CRM Software
CRM software is a category of business applications that store contact, deal, and communication data in one system and automate the follow-up work of sales, marketing, and support teams.
Last updated July 18, 2026
What CRM software does
CRM software replaces scattered spreadsheets, inboxes, and sticky notes with one system of record for every contact, deal, and interaction a business has. Three data types anchor almost every platform: contacts (people and the companies they belong to), deals or opportunities (potential and closed revenue, usually organized into pipeline stages), and activities (emails, calls, meetings, and notes tied to a contact or deal). The software's job is to keep these three linked so anyone on the team can open a record and see the complete history without asking a colleague.

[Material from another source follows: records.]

PR #403, opened 2026-07-15
fix(aws): use default credential chain

olegleyz:
## Description

The AWS provider currently calls the EC2 instance-role credential provider whenever Topograph-specific credentials are absent. That bypasses the AWS SDK default credential chain, so EKS Pod Identity and IRSA credentials injected into the Topograph pod are ignored and the EC2 node role is used instead.

This change:

- keeps request/config-file credentials as the highest-priority explicit override;
- leaves the credentials provider unset otherwise, allowing the AWS SDK to resolve environment, shared config, web identity, container/Pod Identity, and EC2 IMDS credentials;
- preserves the SDK credentials cache so temporary credentials refresh automatically;
- documents the default chain, EKS Pod Identity setup, and the least-privilege `ec2:DescribeInstanceTopology` permission.

Tests cover invalid and valid explicit credentials, explicit-over-environment precedence, environment credentials, EKS container credentials with an authorization token file, and refresh after expiration.

## Validation

- `make qualify`
- AWS provider race tests repeated 10 times

### AWS integration test

Validated commit `4473a9e` on the `nkx-slinky-gb300-dev-01` EKS cluster:

1. Deployed an isolated Topograph API using the `topograph` ServiceAccount and its EKS Pod Identity association with the dedicated `aehiqzudem-topograph` IAM role.
2. Set `AWS_EC2_METADATA_DISABLED=true` to prevent fallback to the EC2 node role.
3. Triggered a full topology generation request.

The request used the AWS SDK default credential chain, extracted topology for 35 instances, updated the test ConfigMap, and completed with HTTP 200. No authorization errors occurred.

## Checklist


pkg/providers/aws/provider.go
```diff
@@ -111,39 +98,32 @@ func Loader(ctx context.Context, cfg providers.Config) (providers.Provider, *htt
...
+	if credsProvider != nil {
+		opts = append(opts, config.WithCredentialsProvider(credsProvider))
 	}
 
-	return &Credentials{
-		AccessKeyId:     accessKeyID,
-		SecretAccessKey: secretAccessKey,
-		Token:           sessionToken,
-	}, nil
+	return config.LoadDefaultConfig(ctx, opts...)
```
ArangoGutierrez, line 128: One precedence change worth confirming is intentional: the old resolver only consulted request creds, then AWS_ACCESS_KEY_ID/AWS_SECRET_ACCESS_KEY, then the EC2 instance role — it never read ~/.aws/config, ~/.aws/credentials, or AWS_PROFILE. The full default chain places shared-config/profile (and IRSA) ahead of the instance role, so a host with stray ~/.aws state or an exported AWS_PROFILE that previously fell through to instance-role creds will now silently authenticate as that profile identity. The docs cover the env / Pod Identity case; worth extending the caveat to shared-config/profile too.

pkg/providers/aws/provider.go
```diff
@@ -111,39 +98,32 @@ func Loader(ctx context.Context, cfg providers.Config) (providers.Provider, *htt
 	return New(clientFactory, trimTiers), nil
 }
 
-func getCredentials(ctx context.Context, creds map[string]any) (*Credentials, *httperr.Error) {
-	var accessKeyID, secretAccessKey, sessionToken string
+func getCredentialsProvider(creds map[string]any) (aws.CredentialsProvider, *httperr.Error) {
+	if len(creds) == 0 {
+		klog.Infof("Using AWS SDK default credential chain")
+		return nil, nil
```
ArangoGutierrez, line 106: With no explicit creds, credential-resolution failure is now deferred to the API call: the old ec2rolecreds path returned 401 at load time when instance-role creds couldn't be retrieved, whereas an unresolvable default chain now surfaces as the 502 from DescribeInstanceTopology. #177 deliberately curated these status codes, so worth deciding whether a no-credentials failure should still present as 401 rather than 502.

ArangoGutierrez (commented):
Solid refactor — moving to the SDK default credential chain is the right call, and the new tests genuinely exercise precedence and auto-refresh rather than asserting SDK tautologies. Two behavior changes worth a quick confirm below.

1. One precedence change worth confirming is intentional: the old resolver only consulted request creds, then AWS_ACCESS_KEY_ID/AWS_SECRET_ACCESS_KEY, then the EC2 instance role — it never read ~/.aws/config, ~/.aws/credentials, or AWS_PROFILE. The full default chain places shared-config/profile (and IRSA) ahead of the instance role, so a host with stray ~/.aws state or an exported AWS_PROFILE that previously fell through to instance-role creds will now silently authenticate as that profile identity. The docs cover the env / Pod Identity case; worth extending the caveat to shared-config/profile too. (pkg/providers/aws/provider.go:126)
2. With no explicit creds, credential-resolution failure is now deferred to the API call: the old ec2rolecreds path returned 401 at load time when instance-role creds couldn't be retrieved, whereas an unresolvable default chain now surfaces as the 502 from DescribeInstanceTopology. #177 deliberately curated these status codes, so worth deciding whether a no-credentials failure should still present as 401 rather than 502. (pkg/providers/aws/provider.go:104)

pkg/providers/aws/provider.go
olegleyz: Yes, the expanded precedence is intentional because the goal is to use the standard SDK chain. I’ll make the warning explicit for AWS_PROFILE and shared config/credentials files.

pkg/providers/aws/provider.go
olegleyz: Good catch. The status-code change was not intentional. I’ll preserve the previous 401 for credential-resolution failures while keeping EC2 API authorization errors as 502.

ArangoGutierrez (commented):
Second-round review — both items from the previous round are addressed:

1. The credential-precedence caveat now documents that environment and shared-profile sources (AWS_ACCESS_KEY_ID/AWS_SECRET_ACCESS_KEY, AWS_PROFILE, ~/.aws/config, ~/.aws/credentials) can take priority over EKS Pod Identity or an EC2 instance role.
2. A missing/unresolvable credential now surfaces as 401 again, via the pre-flight Retrieve check before the EC2 call, with tests covering the 401 and 502 paths plus a real credential-refresh test against a fake container-credentials endpoint.

No new issues found — checked for bugs, Go conventions, test quality, security, and CLAUDE.md compliance.

dmitsh (approved):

Beyond storage, CRM software automates the repetitive parts of managing relationships: reminding a rep to follow up, moving a deal to the next stage when a task completes, scoring a lead based on engagement, or routing a new inquiry to the right owner. Reporting sits on top of all of it, turning raw activity and deal data into pipeline forecasts and team performance dashboards.
Why businesses use CRM software
Without a shared system, deal context lives in individual inboxes and calendars. When a rep is out sick or leaves the company, whoever picks up their accounts has to reconstruct the relationship from scratch — or lose it entirely. CRM software makes relationship history a company asset instead of a personal one, and it gives managers real-time visibility into pipeline health instead of relying on manual status updates.
Example
A five-person sales team using CRM software can see, at a glance, that 12 deals are stalled in the same stage for over 30 days — a signal a sales manager would otherwise only catch by asking each rep individually during a weekly meeting.
Categories of CRM software
CRM software generally falls into three buckets: horizontal platforms built for any industry (general contact and deal management), vertical platforms built for one industry's workflow (real estate, recruiting, insurance), and operational-versus-analytical tools, where operational CRM software runs day-to-day sales and support work while analytical CRM software focuses on reporting and customer segmentation. Most small and mid-sized businesses buy a single horizontal platform and customize fields, pipelines, and automation rules to fit their process rather than adopting separate tools for each function.
CRM software vs. a spreadsheet
A spreadsheet can hold contact and deal fields, but it cannot log an email automatically, trigger a task when a deal sits idle, score a lead by engagement, or show a manager rolled-up pipeline value across a team in real time. CRM software does all of this as a built-in function of the platform rather than as manual upkeep someone has to remember to do.